**What to do**. The answer is every line of the records that holds the word "behavior", copied in full.

[[ Dataset content open ]]

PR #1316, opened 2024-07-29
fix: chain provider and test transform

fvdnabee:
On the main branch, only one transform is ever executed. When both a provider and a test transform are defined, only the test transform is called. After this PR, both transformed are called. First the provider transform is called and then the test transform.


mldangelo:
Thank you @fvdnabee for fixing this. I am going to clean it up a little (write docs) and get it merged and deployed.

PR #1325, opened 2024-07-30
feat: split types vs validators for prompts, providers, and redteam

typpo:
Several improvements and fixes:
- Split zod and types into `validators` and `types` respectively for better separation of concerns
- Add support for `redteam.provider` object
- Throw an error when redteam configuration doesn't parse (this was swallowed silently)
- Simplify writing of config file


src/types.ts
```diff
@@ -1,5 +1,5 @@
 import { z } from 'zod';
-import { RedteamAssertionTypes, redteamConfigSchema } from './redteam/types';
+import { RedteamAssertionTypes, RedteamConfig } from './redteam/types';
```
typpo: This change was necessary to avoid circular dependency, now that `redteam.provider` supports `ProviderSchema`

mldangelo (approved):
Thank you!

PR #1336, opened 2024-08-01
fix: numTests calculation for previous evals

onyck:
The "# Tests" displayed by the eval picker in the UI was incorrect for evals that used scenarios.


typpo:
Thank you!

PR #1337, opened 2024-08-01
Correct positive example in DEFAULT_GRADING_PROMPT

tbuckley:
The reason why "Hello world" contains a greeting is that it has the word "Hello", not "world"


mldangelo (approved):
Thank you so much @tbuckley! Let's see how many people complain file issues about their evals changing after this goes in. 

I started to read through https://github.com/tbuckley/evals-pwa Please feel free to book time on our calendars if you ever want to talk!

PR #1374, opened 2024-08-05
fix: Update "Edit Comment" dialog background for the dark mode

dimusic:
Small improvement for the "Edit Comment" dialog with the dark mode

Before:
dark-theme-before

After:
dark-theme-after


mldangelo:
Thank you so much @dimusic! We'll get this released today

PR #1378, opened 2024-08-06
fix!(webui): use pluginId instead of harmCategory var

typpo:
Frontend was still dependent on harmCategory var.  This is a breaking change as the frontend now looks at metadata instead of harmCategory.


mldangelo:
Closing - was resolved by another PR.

[[ Dataset content closed ]]
[[ Dataset content open ]]

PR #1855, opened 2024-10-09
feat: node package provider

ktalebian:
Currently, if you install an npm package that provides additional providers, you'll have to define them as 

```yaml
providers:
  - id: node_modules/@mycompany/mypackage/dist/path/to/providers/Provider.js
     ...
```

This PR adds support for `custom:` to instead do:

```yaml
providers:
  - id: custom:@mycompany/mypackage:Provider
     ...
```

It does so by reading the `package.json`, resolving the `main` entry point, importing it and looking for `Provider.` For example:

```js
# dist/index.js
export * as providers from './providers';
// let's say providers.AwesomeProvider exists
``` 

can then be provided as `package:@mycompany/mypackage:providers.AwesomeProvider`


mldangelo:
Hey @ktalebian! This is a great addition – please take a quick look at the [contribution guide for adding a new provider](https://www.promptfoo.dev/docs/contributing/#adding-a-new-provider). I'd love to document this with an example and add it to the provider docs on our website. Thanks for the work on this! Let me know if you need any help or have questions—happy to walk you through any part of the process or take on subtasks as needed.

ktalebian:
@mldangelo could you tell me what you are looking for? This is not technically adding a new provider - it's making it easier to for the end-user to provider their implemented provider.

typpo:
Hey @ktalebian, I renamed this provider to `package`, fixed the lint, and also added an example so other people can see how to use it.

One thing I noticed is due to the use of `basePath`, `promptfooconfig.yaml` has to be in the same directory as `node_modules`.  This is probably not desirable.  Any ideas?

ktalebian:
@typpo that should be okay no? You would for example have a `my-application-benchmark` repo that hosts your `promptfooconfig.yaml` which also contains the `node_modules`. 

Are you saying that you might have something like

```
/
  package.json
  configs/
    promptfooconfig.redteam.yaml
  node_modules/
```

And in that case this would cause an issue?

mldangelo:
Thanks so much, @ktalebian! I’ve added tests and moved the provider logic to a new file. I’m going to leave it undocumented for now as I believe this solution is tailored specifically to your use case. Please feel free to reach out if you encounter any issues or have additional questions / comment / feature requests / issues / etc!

[[ Dataset content closed ]]
[[ Dataset content open ]]

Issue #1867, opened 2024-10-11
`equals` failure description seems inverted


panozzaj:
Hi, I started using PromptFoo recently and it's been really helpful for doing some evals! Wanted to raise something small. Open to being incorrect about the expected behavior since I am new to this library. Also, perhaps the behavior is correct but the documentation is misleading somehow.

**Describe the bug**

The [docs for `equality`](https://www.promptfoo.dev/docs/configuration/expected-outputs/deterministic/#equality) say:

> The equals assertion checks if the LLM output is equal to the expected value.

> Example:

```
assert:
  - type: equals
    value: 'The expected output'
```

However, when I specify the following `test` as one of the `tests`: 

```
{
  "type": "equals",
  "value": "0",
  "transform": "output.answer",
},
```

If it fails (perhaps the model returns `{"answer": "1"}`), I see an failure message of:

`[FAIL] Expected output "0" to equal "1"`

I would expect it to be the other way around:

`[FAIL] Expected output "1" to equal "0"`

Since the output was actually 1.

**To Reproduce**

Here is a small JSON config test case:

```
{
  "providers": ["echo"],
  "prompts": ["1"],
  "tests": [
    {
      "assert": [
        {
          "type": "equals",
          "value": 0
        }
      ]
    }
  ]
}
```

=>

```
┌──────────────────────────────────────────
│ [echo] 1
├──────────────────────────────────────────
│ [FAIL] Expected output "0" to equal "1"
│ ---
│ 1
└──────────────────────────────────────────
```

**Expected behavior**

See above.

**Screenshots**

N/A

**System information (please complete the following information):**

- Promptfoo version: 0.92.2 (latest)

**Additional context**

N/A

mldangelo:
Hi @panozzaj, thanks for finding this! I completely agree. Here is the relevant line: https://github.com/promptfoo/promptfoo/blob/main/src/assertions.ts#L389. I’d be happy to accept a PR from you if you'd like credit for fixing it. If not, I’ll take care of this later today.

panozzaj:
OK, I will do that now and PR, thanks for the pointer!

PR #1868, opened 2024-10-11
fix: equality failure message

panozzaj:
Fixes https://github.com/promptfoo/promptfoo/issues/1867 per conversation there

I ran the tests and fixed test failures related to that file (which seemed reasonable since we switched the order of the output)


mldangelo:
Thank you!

[[ Dataset content closed ]]

**Solved problem**.
Hi, I started using PromptFoo recently and it's been really helpful for doing some evals! Wanted to raise something small. Open to being incorrect about the expected behavior since I am new to this library. Also, perhaps the behavior is correct but the documentation is misleading somehow.
**Expected behavior**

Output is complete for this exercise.